И потянулись бесконечные дни, когда Гуннхильд могла быть только королевой — любезной или отчужденной. В полях пестрели палатки и наскоро сколоченные из досок сараи. Люди толпами шлялись повсюду, толкались, хвастались, развлекались различными играми, потели и воняли. Но наконец наступил великий день. Он оказался пасмурным, с серого неба то и дело срывались короткие дожди, но камень-жертвенник был прикрыт крышей. А то, как смердела промокшая шерстяная одежда на давно не мывшихся мужчинах, никого нисколько не тревожило. После жертвоприношения все набились в зал; оттуда убрали гобелены, так как следовало окропить все лошадиной кровью. Мужчины ели свежесваренное мясо — от него еще поднимался пар — и пили мясной отвар.

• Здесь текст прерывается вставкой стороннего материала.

PR #1690, opened 2015-04-17
fixes CC-889

wwwtyro:


dao/elasticsearch/controlplanedao.go
```diff
@@ -124,16 +125,22 @@ func NewControlPlaneDao(hostName string, port int) (*ControlPlaneDao, error) {
...
 		hostName: hostName,
 		port:     port,
+		rpcPort:  rpcPort,
 	}
 
 	return dao, nil
 }
 
-func NewControlSvc(hostName string, port int, facade *facade.Facade, varpath, fsType string, maxdfstimeout time.Duration, dockerRegistry string) (*ControlPlaneDao, error) {
+func NewControlSvc(hostName string, port int, facade *facade.Facade, varpath, fsType string, rpcPort string, maxdfstimeout time.Duration, dockerRegistry string) (*ControlPlaneDao, error) {
```
tgjonestx: Kind of weird to have two different arguments for the same kind of thing, but they have different types.  I think `rpcPort` should be an int.  To get really picky, the 'correct' type should be `unit16`

PR #1692, opened 2015-04-21
Configuration parser for default file information

smousa:
https://jira.zenoss.com/browse/CC-927

### DIFF
--- a/cli/cmd/parser.go
+++ b/cli/cmd/parser.go
@@ -1,0 +1,167 @@
+// Copyright 2015 The Serviced Authors.
+// Licensed under the Apache License, Version 2.0 (the "License");
+// you may not use this file except in compliance with the License.
+// You may obtain a copy of the License at
+//
+//     http://www.apache.org/licenses/LICENSE-2.0
+//
+// Unless required by applicable law or agreed to in writing, software
+// distributed under the License is distributed on an "AS IS" BASIS,
+// WITHOUT WARRANTIES OR CONDITIONS OF ANY KIND, either express or implied.
+// See the License for the specific language governing permissions and
+// limitations under the License.
+
+package cmd
+
+import (
+	"fmt"
+	"io"
+	"os"
+	"os/exec"
+	"strconv"
+	"strings"
+)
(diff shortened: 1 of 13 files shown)


main.go
```diff
@@ -35,5 +39,28 @@ func main() {
...
+func getConfigs(args []string) (*cmd.EnvironConfigReader, error) {
+	filename := conffile
+
+	for i, arg := range args {
+		if strings.HasPrefix(arg, "--config-file") {
+			if idx := strings.IndexByte(arg, '='); idx >= 0 {
+				filename = arg[idx+1:]
+			} else if i+1 < len(args) {
+				filename = args[i+1]
+			}
```
tgjonestx: Isn't `--config-file` without a file name an error?

cli/cmd/parser.go
```diff
@@ -0,0 +1,167 @@
...
+	if err := r.parse(file); err != nil {
+		return r, err
+	}
+	return r, nil
+}
+
+// parse is a really dumb reader parser.  It maps only key values in the form
+// of key=value and strips whitespaces surrounding either field.  If the format
+// does not match, then and error will return.
+func (p *EnvironConfigReader) parse(reader io.Reader) error {
```
tgjonestx: I know this works, but I think it's a little harder to read for correctness when it's parsing character by character, instead of reading line-by-line.  How about something like this?
```
func (p *EnvironConfigReader) parse(reader io.Reader) error {
	var (
		line string
		err  error
	)

	bufReader := bufio.NewReader(reader)
	for err != io.EOF {
		line, err = bufReader.ReadString('\n')
		if err != nil && err != io.EOF {
			return err
		}

		line = strings.TrimSpace(strings.Split(line, "#")[0])
		if err := keyvalue([]byte(line)); err != nil {
			return err
		}
	}

	if err := keyvalue([]byte(line)); err != nil {
		return err
	}

	return nil
}
```

main.go
smousa: yes, but the command line parser should capture that I think

PR #1697, opened 2015-04-23
isvc healthcheck cleanup

tgjonestx:
1. Remove timeouts inside the healthchecks because we now have timeouts in isvcs/container.go
2. Remove cluster.Health() from ES healthchecks because it incorrectly reports all ES instances
failed, when just one of them are failed


tgjonestx:
retest this

PR #1701, opened 2015-04-28
refine isvcs healthchecks

tgjonestx:
Refinements to periodic health checking of iservices:
 1.  At startup, repeat attempts at healthcheck for up to 2 minutes. Fail serviced startup if the health check is still negative after 2 minutes. 
 1. After startup, if a periodic health check fails, then don't restart; just report a failed status.
 1. After startup, if an isvc exits, then restart it, UNLESS it has failed to start and run for more than 1 minute 3 times in a row (i.e. if it's starting/exiting repeatedly, then don't continue trying to restart it).

### DIFF
--- a/isvcs/container.go
+++ b/isvcs/container.go
@@ -86,7 +86,7 @@ type actionrequest struct {
 }
 
 // HealthCheckFunction- A function to verify the service is healthy
-type HealthCheckFunction func() error
+type HealthCheckFunction func(halt <-chan struct{}) error
 
 type healthCheckDefinition struct {
 	healthCheck HealthCheckFunction
@@ -559,8 +559,10 @@ func (svc *IService) startupHealthcheck() <-chan error {
 
 func (svc *IService) runCheckOrTimeout(checkDefinition healthCheckDefinition) error {
 	finished := make(chan error, 1)
+	halt := make(chan struct{}, 1)
+
 	go func() {
-		finished <- checkDefinition.healthCheck()
+		finished <- checkDefinition.healthCheck(halt)
 	}()
 
 	var result error
@@ -570,6 +572,7 @@ func (svc *IService) runCheckOrTimeout(checkDefinition healthCheckDefinition) er
 	case <-time.After(checkDefinition.Timeout):
 		glog.Errorf("healthcheck timed out for %s", svc.name())
 		result = fmt.Errorf("healthcheck timed out")
+		halt <- struct{}{}
 	}
 	return result
 }
--- a/isvcs/container.go
+++ b/isvcs/container.go
@@ -113,6 +113,8 @@ type IService struct {
 	exited         <-chan int
 	root           string
 	actions        chan actionrequest
+	startTime      time.Time
+	restartCount   int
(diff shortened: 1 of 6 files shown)


isvcs/container.go
```diff
@@ -459,17 +469,61 @@ func (svc *IService) run() {
...
+				}
+				glog.Errorf("isvc %s not restarted; failed too many times", svc.Name)
+				svc.stop()
+				svc.exited = nil
 			}
 		}
 	}
 }
 
+// Return true if the service is flapping (starting/stopping repeatedly).
```
wplu: perhaps "isFlapping returns true if the service is flapping (starting/stopping repeatedly)."

isvcs/container.go
```diff
@@ -504,20 +558,40 @@ func (svc *IService) checkvolumes(ctr *docker.Container) bool {
 	return true
 }
 
-func (svc *IService) healthcheck(currentTime int64) <-chan error {
+// Run the default healthcheck (if any) and the return the result.
```
wplu: perhaps "startupHealthcheck runs the default" ...

isvcs/container.go
```diff
@@ -504,20 +558,40 @@ func (svc *IService) checkvolumes(ctr *docker.Container) bool {
...
+// If the healthcheck fails, then this method will sleep 1 second, and then
+// repeat the healthcheck, continuing that sleep/retry pattern until
+// the healthcheck succeeds or 2 minutes has elapsed.
+//
+// An error is returned if the no healtchecks succeed in the 2 minute interval,
```
wplu: healthchecks

isvcs/manager.go
```diff
@@ -147,20 +147,16 @@ func (m *Manager) GetHealthStatus(name string) (dao.IServiceHealthResult, error)
...
-	//        not found, or should we return an instance of IServiceHealthResult
-	//        with HealthStatuses["running"] == a-failed-instance?
-	ctr, err := docker.FindContainer(svc.name())
-	if err != nil {
-		glog.Errorf("Could not find container for isvc %s: %s", svc.Name, err)
-		return dao.IServiceHealthResult{}, err
+	if ctr, err := docker.FindContainer(svc.name()); err == nil {
+		result.ContainerID = ctr.ID
+	} else {
+		result.ContainerID = "<none>"
```
wplu: perhaps empty string instead of "<none>"

isvcs/es.go
```diff
@@ -116,14 +116,20 @@ func elasticsearchHealthCheck(port int) func() error {
...
 			}
 
 			if time.Since(lastError) > minUptime {
 				break
 			}
-			time.Sleep(time.Millisecond * 1000)
+
+			select {
+			case <-halt:
+				glog.V(1).Infof("Quit healthcheck for elasticsearch at %s", baseUrl)
```
wplu: please print the port number

tgjonestx: The string `baseUrl` already contains the port number

wplu: oh cool!

PR #1703, opened 2015-04-28
Feature/service migration endpoint

wwwtyro:
Related to:
https://github.com/zenoss/zenoss-prodbin/pull/850
https://github.com/control-center/service-migration/pull/18

### DIFF
--- a/facade/service.go
+++ b/facade/service.go
@@ -134,7 +134,7 @@ func (f *Facade) MigrateService(ctx datastore.Context, request dao.ServiceMigrat
 		return err
 	}
 
-	svcs, err2 := f.getServiceList(ctx, svc.ID)
+	svcs, err2 := f.GetServiceList(ctx, svc.ID)
 	if err2 != nil {
 		return err2
 	}
@@ -1465,7 +1465,7 @@ func (f *Facade) updateServiceConfigs(ctx datastore.Context, oldSvc, newSvc *ser
 	return nil
 }
 
-func (f *Facade) getServiceList(ctx datastore.Context, serviceID string) ([]*service.Service, error) {
+func (f *Facade) GetServiceList(ctx datastore.Context, serviceID string) ([]*service.Service, error) {
 	svcs := make([]*service.Service, 0, 1)
 
 	err := f.walkServices(ctx, serviceID, true, func(childService *service.Service) error {
--- a/facade/service.go
+++ b/facade/service.go
@@ -181,6 +181,8 @@ func (f *Facade) RunMigrationScript(ctx datastore.Context, request dao.RunMigrat
 		return err
 	}
 
+	migrationRequest.DryRun = request.DryRun
+
 	err = f.MigrateServices(ctx, *migrationRequest)
 
 	return err
--- a/facade/service.go
+++ b/facade/service.go
@@ -1717,10 +1717,9 @@ func readServiceMigrationRequestFromFile(outputFileName string) (*dao.ServiceMig
 		return nil, fmt.Errorf("could not read new service definition: %s", err)
 	}
 
-	// svcs := make(map[string][]*service.Service)
-	var smr dao.ServiceMigrationRequest
-	if err = json.Unmarshal(data, &smr); err != nil {
+	var request dao.ServiceMigrationRequest
+	if err = json.Unmarshal(data, &request); err != nil {
 		return nil, fmt.Errorf("could not unmarshall new service definition: %s", err)
 	}
-	return &smr, nil
+	return &request, nil
 }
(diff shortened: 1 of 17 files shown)


web/resources.go
```diff
@@ -235,6 +235,37 @@ func getIRS() []dao.RunningService {
 	return services
 }
 
+func restGetServicesForMigration(w *rest.ResponseWriter, r *rest.Request, client *node.ControlClient) {
```
tgjonestx: Should be renamed simple `restGetServiceList`

web/routes.go
```diff
@@ -77,6 +77,10 @@ func (sc *ServiceConfig) getRoutes() []rest.Route {
 		rest.Route{"PUT", "/services/:serviceId/startService", gz(sc.authorizedClient(restStartService))},
 		rest.Route{"PUT", "/services/:serviceId/stopService", gz(sc.authorizedClient(restStopService))},
 
+		// Services (migration)
+		rest.Route{"GET", "/servicemigration/:serviceId", sc.authorizedClient(restGetServicesForMigration)},
```
tgjonestx: After some more thought, I don't think it makes sense to create a new endpoint just for this.
I'm paraphrasing slightly, but 
`GET /servicemigration/:serviceId` should be replaced with `GET /services/:servicedId?includeChildren=true`.
The point is that returning a list of a service plus it's children is generic operation for services in general, so we should be able to incorporate that function into the existing `/services` namespace.

web/routes.go
```diff
@@ -77,6 +77,10 @@ func (sc *ServiceConfig) getRoutes() []rest.Route {
...
+		rest.Route{"POST", "/servicemigration", sc.authorizedClient(restPostServicesForMigration)},
```
tgjonestx: The endpoint should be `POST /services/:serviceId/migrate`

web/resources.go
```diff
@@ -235,6 +235,37 @@ func getIRS() []dao.RunningService {
...
+	}
+	w.WriteJson(&services)
+}
+
+func restPostServicesForMigration(w *rest.ResponseWriter, r *rest.Request, client *node.ControlClient) {
+	var smr dao.ServiceMigrationRequest
+	err := r.DecodeJsonPayload(&smr)
+	if err != nil {
+		glog.Errorf("Could not decode services for migration: %v", err)
+		restServerError(w, err)
```
tgjonestx: Just an FYI - this is pattern (used throughout serviced) will send a RESTafarian to screaming. The proper HTTP response to malformed JSON is 400, not 500. No need to change in this case, but it's a bigger change that should be made throughout the serviced REST API.

web/resources.go
```diff
@@ -235,6 +235,37 @@ func getIRS() []dao.RunningService {
...
+		return
+	}
+	var unused int
+	if err = client.MigrateServices(smr, &unused); err != nil {
+		restServerError(w, err)
```
tgjonestx: Just FYI - both restBadRequest() and restServerError() return an HTTP 500 which is totally wrong.  500 is only correct for situations like the server segfaults.  But fixing all the REST methods to return the proper HTTP status codes is outside the scope of this PR

facade/service.go
```diff
@@ -176,20 +176,31 @@ func (f *Facade) MigrateService(ctx datastore.Context, request dao.ServiceMigrat
...
+	return err
+
+}
+
+func (f *Facade) MigrateServices(ctx datastore.Context, request dao.ServiceMigrationRequest) error {
+	var err error
+
 	// Validate the modified services.
-	for _, svc := range svcsMap["modified"] {
+	for _, svc := range request.Modified {
```
tgjonestx: Better :-)

facade/service.go
```diff
@@ -1698,16 +1711,16 @@ func executeMigrationScript(serviceID string, serviceContainer *docker.Container
...
+func readServiceMigrationRequestFromFile(outputFileName string) (*dao.ServiceMigrationRequest, error) {
+	data, err := ioutil.ReadFile(outputFileName)
 	if err != nil {
 		return nil, fmt.Errorf("could not read new service definition: %s", err)
 	}
 
-	svcs := make(map[string][]*service.Service)
-	err = json.Unmarshal(newServiceDefinition, &svcs)
-	if err != nil {
+	// svcs := make(map[string][]*service.Service)
```
tgjonestx: this is dead code that can be deleted

facade/service.go
```diff
@@ -1698,16 +1711,16 @@ func executeMigrationScript(serviceID string, serviceContainer *docker.Container
...
+	var smr dao.ServiceMigrationRequest
```
tgjonestx: `var request dao.ServiceMigrationRequest`

PR #1705, opened 2015-04-28
cleanup old tests, fix pools not appearing in IP Assignments table

rDr4g0n:


jhanson:
Please separate out the bug fix from the refactor/cleanup

PR #1729, opened 2015-05-21
Add support for deploying services from service definitions to the mi…

wwwtyro:
…gration process.

### DIFF
--- a/facade/service.go
+++ b/facade/service.go
@@ -199,8 +199,8 @@ func (f *Facade) MigrateServices(ctx datastore.Context, request dao.ServiceMigra
 		}
 	}
 
-	// Make required mutations to the cloned services.
-	for _, svc := range request.Cloned {
+	// Make required mutations to the added services.
+	for _, svc := range request.Added {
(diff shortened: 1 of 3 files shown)


facade/service.go
```diff
@@ -213,15 +213,19 @@ func (f *Facade) MigrateServices(ctx datastore.Context, request dao.ServiceMigra
...
+	if err = f.validateServiceDeploymentRequests(ctx, request.Deploy); err != nil {
 		return err
 	}
 
 	// If this isn't a dry run, make the changes.
 	if !request.DryRun {
 
-		// Add the cloned services.
-		for _, svc := range request.Cloned {
+		// Add the added services.
```
iancmcc: This code matches the order from before, but I don't understand: why don't we want to apply our existing state BEFORE we add the new services? Or rather, why is it safe to do it in this order?

wwwtyro:
Test this

wwwtyro:
retest this

wwwtyro:
retest this

PR #3255, opened 2016-11-28
Don't shut down containers when host state listener shuts down

johnlhamilton:
Fixes CC-3021

### DIFF
--- a/node/agent.go
+++ b/node/agent.go
@@ -394,7 +394,7 @@ func (a *HostAgent) Start(shutdown <-chan interface{}) {
 		// 1) has a connection
 		// 2) its node is registered
 		// 3) receives signal to shutdown or breaks
-		hsListener := zkservice.NewHostStateListener(a, a.hostID)
+		hsListener := zkservice.NewHostStateListener(a, a.hostID, shutdown)
 
 		startExit := make(chan struct{})
 		go func() {
--- a/node/agent.go
+++ b/node/agent.go
@@ -347,6 +347,9 @@ func (a *HostAgent) Start(shutdown <-chan interface{}) {
 	unregister := make(chan interface{})
 	stop := make(chan interface{})
 
+	// Create the host state listener here, so it keeps its state
+	hsListener := zkservice.NewHostStateListener(a, a.hostID, shutdown)
+
 	for {
 		// handle shutdown if we are waiting for a zk connection
 		var conn coordclient.Connection
@@ -394,8 +397,6 @@ func (a *HostAgent) Start(shutdown <-chan interface{}) {
 		// 1) has a connection
 		// 2) its node is registered
 		// 3) receives signal to shutdown or breaks
-		hsListener := zkservice.NewHostStateListener(a, a.hostID, shutdown)
-
 		startExit := make(chan struct{})
 		go func() {
 			defer close(startExit)
--- a/zzk/service/hoststate.go
+++ b/zzk/service/hoststate.go
@@ -207,97 +207,7 @@ func (l *HostStateListener) Spawn(cancel <-chan interface{}, stateID string) {
 		}
 
 		// set the state of this instance
-		setInstanceState := func() bool {
-			l.mu.Lock()
-			defer l.mu.Unlock()
-
-			// Don't do anything if we are shutting down
-			select {
-			case <-l.shutdown:
-				return false
-			default:
-			}
-			// attach to the container if not already attached
-			if containerExit == nil {
-				containerExit, err = l.handler.AttachContainer(ssdat, serviceID, instanceID)
-				if err != nil {
-					logger.WithError(err).Error("Could not attach to container")
-					l.cleanUpContainer(stateID)
-					return false
-				}
-				l.setExistingState(stateID, ssdat, containerExit)
-			}
-
-			switch hsdat.DesiredState {
-			case service.SVCRun:
-				if containerExit == nil {
-					// container is detached because it doesn't exist
-					ssdat, containerExit, err = l.handler.StartContainer(l.shutdown, serviceID, instanceID)
-					if err != nil {
-						logger.WithError(err).Error("Could not start container")
-						l.cleanUpContainer(stateID)
-						return false
-					}
-
-					// set the service state
-					l.setExistingState(stateID, ssdat, containerExit)
-					logger.Debug("Started container")
-
-					if err := l.updateServiceStateInZK(ssdat, req); err != nil {
-						logger.WithError(err).Error("Could not set state for started container")
-						return false
-					}
-
-					return true
-				} else if ssdat.Paused {
-					// resume paused container
-					if err := l.handler.ResumeContainer(serviceID, instanceID); err != nil {
-						logger.WithError(err).Error("Could not resume container")
-						l.cleanUpContainer(stateID)
-						return false
-					}
-
-					// update the service state
-					ssdat.Paused = false
-					l.setExistingState(stateID, ssdat, containerExit)
-
-					if err := l.updateServiceStateInZK(ssdat, req); err != nil {
-						logger.WithError(err).Error("Could not set state for resumed container")
-						return false
-					}
-
-					logger.Debug("Resumed paused container")
-				}
-			case service.SVCPause:
-				if containerExit != nil && !ssdat.Paused {
-					// container is attached and not paused, so pause the container
-					if err := l.handler.PauseContainer(serviceID, instanceID); err != nil {
-						logger.WithError(err).Error("Could not pause container")
-						l.cleanUpContainer(stateID)
-						return false
-					}
-
-					// update the service state
-					ssdat.Paused = true
-					l.setExistingState(stateID, ssdat, containerExit)
-					if err := l.updateServiceStateInZK(ssdat, req); err != nil {
-						logger.WithError(err).Error("Could not set state for resumed container")
-						return false
-					}
-
-					logger.Debug("Paused running container")
-				}
-			case service.SVCStop:
-				// shut down the container and clean up nodes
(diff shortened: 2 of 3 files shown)


zzk/service/hoststate.go
```diff
@@ -50,19 +51,32 @@ type HostStateHandler interface {
 	PauseContainer(serviceID string, instanceID int) error
 }
 
+type HostStateThread struct {
```
smousa: This should be private, you may even want to just embed this into HostStateListener, i.e.
```
threads map[string]struct{
data *ServiceState
exited <-chan time.Time
}
```

zzk/service/hoststate.go
```diff
@@ -79,20 +93,38 @@ func (l *HostStateListener) Ready() error {
...
-// Done removes the ephemeral node from the host registry
+// Done implements zzk.Listener
 func (l *HostStateListener) Done() {
 }
 
 // PostProcess implements zzk.Listener
-func (l *HostStateListener) PostProcess(p map[string]struct{}) {}
+// This is always called after all threads have been spawned
+func (l *HostStateListener) PostProcess(p map[string]struct{}) {
+	// We are running all of the containers we are supposed to, now
```
smousa: Should this function be under a single lock?  Seems like you can hit some map inconsistencies

zzk/service/hoststate.go
```diff
@@ -79,20 +93,38 @@ func (l *HostStateListener) Ready() error {
...
+		}
+	}
+}
 
 // Spawn listens for changes in the host state and manages running instances
-func (l *HostStateListener) Spawn(shutdown <-chan interface{}, stateID string) {
+func (l *HostStateListener) Spawn(cancel <-chan interface{}, stateID string) {
 	logger := plog.WithFields(log.Fields{
-		"hostid":  l.hostID,
+		"hostID":  l.hostID,
```
smousa: needs to be in all lowercase

zzk/service/hoststate.go
```diff
@@ -119,192 +151,264 @@ func (l *HostStateListener) Spawn(shutdown <-chan interface{}, stateID string) {
...
-		if err := l.handler.StopContainer(serviceID, instanceID); err != nil {
-			logger.WithError(err).Error("Could not stop container")
-		} else if containerExit != nil {
-			// wait for the container to exit
-			time := <-containerExit
-			logger.WithField("terminated", time).Debug("Container exited")
-		}
+	// reattach to orphaned container
+	ssdat, containerExit := l.getExistingState(stateID)
+	// TODO: Should we go ahead and pull the service state node from zk and make sure it matches?
```
smousa: No, because this is the only place the service state node will ever be modified.

zzk/service/hoststate.go
```diff
@@ -119,192 +151,264 @@ func (l *HostStateListener) Spawn(shutdown <-chan interface{}, stateID string) {
...
 
 		// attach to the container if not already attached
 		if containerExit == nil {
 			containerExit, err = l.handler.AttachContainer(ssdat, serviceID, instanceID)
 			if err != nil {
-
 				logger.WithError(err).Error("Could not attach to container")
+				// TODO: there is a problem with docker here. How do we handle
+				// this behavior?  For now just shut down and clean up nodes
+				l.cleanUpContainer(stateID)
```
smousa: I think it is correct to shut down and clean up in event of a problem with docker.

node/agent.go
```diff
@@ -394,7 +394,7 @@ func (a *HostAgent) Start(shutdown <-chan interface{}) {
 		// 1) has a connection
 		// 2) its node is registered
 		// 3) receives signal to shutdown or breaks
-		hsListener := zkservice.NewHostStateListener(a, a.hostID)
+		hsListener := zkservice.NewHostStateListener(a, a.hostID, shutdown)
```
jplouis: This needs to be outside of the for loop to keep state between any zzk failures.

zzk/service/hoststate.go
```diff
@@ -119,192 +151,264 @@ func (l *HostStateListener) Spawn(shutdown <-chan interface{}, stateID string) {
...
+		InstanceID: instanceID,
+	}
+	if err := DeleteState(l.conn, req); err != nil {
+		logger.WithError(err).Warn("Could not delete state for stopped container")
+		return
+	}
+}
+
+func (l *HostStateListener) watchForShutdown() {
+	<-l.shutdown
```
smousa: This may cause some contention if there is a Spawn managing the node

zzk/service/hoststate.go
```diff
@@ -119,192 +151,264 @@ func (l *HostStateListener) Spawn(shutdown <-chan interface{}, stateID string) {
...
+func (l *HostStateListener) updateServiceStateInZK(data *ServiceState, req StateRequest) error {
+	return UpdateState(l.conn, req, func(s *State) bool {
+		s.ServiceState = *data
+		return true
+	})
+}
+
+func (l *HostStateListener) cleanUpContainer(stateID string) {
+	logger := plog.WithFields(log.Fields{
+		"hostID":  l.hostID,
```
smousa: lowercase

zzk/service/hoststate.go
```diff
@@ -119,192 +151,264 @@ func (l *HostStateListener) Spawn(shutdown <-chan interface{}, stateID string) {
...
+}
+
+func (l *HostStateListener) updateServiceStateInZK(data *ServiceState, req StateRequest) error {
+	return UpdateState(l.conn, req, func(s *State) bool {
+		s.ServiceState = *data
+		return true
+	})
+}
+
+func (l *HostStateListener) cleanUpContainer(stateID string) {
```
smousa: I feel like cleanup should retain the lock from the beginning of the call

zzk/service/hoststate.go
jplouis: You can make it package private if you want but I like the explicit struct.

zzk/service/hoststate.go
```diff
@@ -79,20 +94,40 @@ func (l *HostStateListener) Ready() error {
...
+// This is always called after all threads have been spawned
+func (l *HostStateListener) PostProcess(p map[string]struct{}) {
+	// We are running all of the containers we are supposed to, now
+	// shut down any containers we are not supposed to be running
+	l.mu.Lock()
+	defer l.mu.Unlock()
+	stateIDs := l.getExistingStateIDs()
+	for _, s := range stateIDs {
+		if _, ok := p[s]; !ok {
+			l.cleanUpContainer(s)
```
jplouis: What about some logging for this scenario?

smousa:
I think we only want to cache threads that are detached.  I don't think we should store active thread data.

zzk/service/hoststate.go
```diff
@@ -107,13 +107,21 @@ func (l *HostStateListener) PostProcess(p map[string]struct{}) {
 	// shut down any containers we are not supposed to be running
 	l.mu.Lock()
 	defer l.mu.Unlock()
-	stateIDs := l.getExistingStateIDs()
+	stateIDs := l.getExistingThreadStateIDs()
+	orphanedStates := make([]string, len(stateIDs))
```
smousa: you shouldn't initialize this with a size--append instead

zzk/service/hoststate.go
```diff
@@ -243,24 +245,23 @@ func (l *HostStateListener) setInstanceState(containerExit <-chan time.Time, ssd
...
 	if containerExit == nil {
 		containerExit, err = l.handler.AttachContainer(ssdat, serviceID, instanceID)
 		if err != nil {
 			logger.WithError(err).Error("Could not attach to container")
-			l.cleanUpContainer(stateID)
+			l.cleanUpContainers([]string{stateID}, true)
 			return nil, false
 		}
-		l.setExistingState(stateID, ssdat, containerExit)
+		l.mu.Lock()
```
smousa: You may want to consider wrapping this in function.

zzk/service/hoststate.go
```diff
@@ -270,12 +271,20 @@ func (l *HostStateListener) setInstanceState(containerExit <-chan time.Time, ssd
...
 			if err != nil {
 				logger.WithError(err).Error("Could not start container")
-				l.cleanUpContainer(stateID)
+				l.cleanUpContainers([]string{stateID}, true)
 				return nil, false
 			}
 
 			// set the service state
-			l.setExistingState(stateID, ssdat, containerExit)
+			l.mu.Lock()
```
smousa: This may need to be wrapped in a function

zzk/service/hoststate.go
```diff
@@ -287,13 +296,20 @@ func (l *HostStateListener) setInstanceState(containerExit <-chan time.Time, ssd
...
 				logger.WithError(err).Error("Could not resume container")
-				l.cleanUpContainer(stateID)
+				l.cleanUpContainers([]string{stateID}, true)
 				return nil, false
 			}
 
 			// update the service state
 			ssdat.Paused = false
-			l.setExistingState(stateID, ssdat, containerExit)
+			l.mu.Lock()
```
smousa: same ^^

zzk/service/hoststate.go
```diff
@@ -307,13 +323,21 @@ func (l *HostStateListener) setInstanceState(containerExit <-chan time.Time, ssd
...
 				logger.WithError(err).Error("Could not pause container")
-				l.cleanUpContainer(stateID)
+				l.cleanUpContainers([]string{stateID}, true)
 				return nil, false
 			}
 
 			// update the service state
 			ssdat.Paused = true
-			l.setExistingState(stateID, ssdat, containerExit)
+			l.mu.Lock()
```
smousa: same ^^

Гуннхильд, как и остальные немногочисленные женщины, не занятые по хозяйству, не принимала во всем этом никакого участия. Время от времени она даже оставалась в одиночестве и тогда принималась расхаживать по маленькой комнате и пыталась найти ошибки в своих действиях. Больше ей ничего не оставалось. Было бы неблагоразумно пускать в дело колдовство: это, помимо всего прочего, вполне могло вызвать гнев богов.
Затем Гуннхильд пришлось сидеть рядом с Эйриком и смотреть на жадно жрущих и пьющих мужчин до тех пор, пока не стало приличным заявить, что она устала, и удалиться в женский дом, где была устроена спальня для короля и королевы и где она не видела Торольва.
На следующее утро самые дальние гости начали разъезжаться. Через несколько дней все должно было закончиться. Пересекая двор, Гуннхильд заметила Эйвинда и подозвала его к себе. Они стояли в стороне и говорили полушепотом.
— Почему вы так ничего и не сделали? — резко спросила она брата. — Вы боитесь?